> What the task asks:
The lines to return are those below that contain the word "context".

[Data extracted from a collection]
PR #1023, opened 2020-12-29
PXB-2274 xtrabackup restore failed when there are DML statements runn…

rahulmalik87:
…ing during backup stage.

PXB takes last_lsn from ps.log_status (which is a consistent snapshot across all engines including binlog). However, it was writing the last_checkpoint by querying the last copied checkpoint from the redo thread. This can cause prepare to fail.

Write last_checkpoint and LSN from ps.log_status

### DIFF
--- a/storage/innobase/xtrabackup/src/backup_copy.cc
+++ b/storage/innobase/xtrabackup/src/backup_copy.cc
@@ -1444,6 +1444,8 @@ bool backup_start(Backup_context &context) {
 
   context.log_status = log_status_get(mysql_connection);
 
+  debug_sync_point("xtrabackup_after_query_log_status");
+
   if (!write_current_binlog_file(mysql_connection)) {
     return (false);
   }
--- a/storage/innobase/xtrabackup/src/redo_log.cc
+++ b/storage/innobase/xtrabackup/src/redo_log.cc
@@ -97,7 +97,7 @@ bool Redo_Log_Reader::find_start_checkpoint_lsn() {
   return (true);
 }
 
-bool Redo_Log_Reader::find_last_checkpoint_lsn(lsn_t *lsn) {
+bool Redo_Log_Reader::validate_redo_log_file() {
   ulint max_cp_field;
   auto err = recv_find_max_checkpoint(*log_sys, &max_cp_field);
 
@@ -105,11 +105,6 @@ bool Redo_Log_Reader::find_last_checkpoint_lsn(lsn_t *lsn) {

> Result of the exercise:
@@ -1444,6 +1444,8 @@ bool backup_start(Backup_context &context) {
   context.log_status = log_status_get(mysql_connection);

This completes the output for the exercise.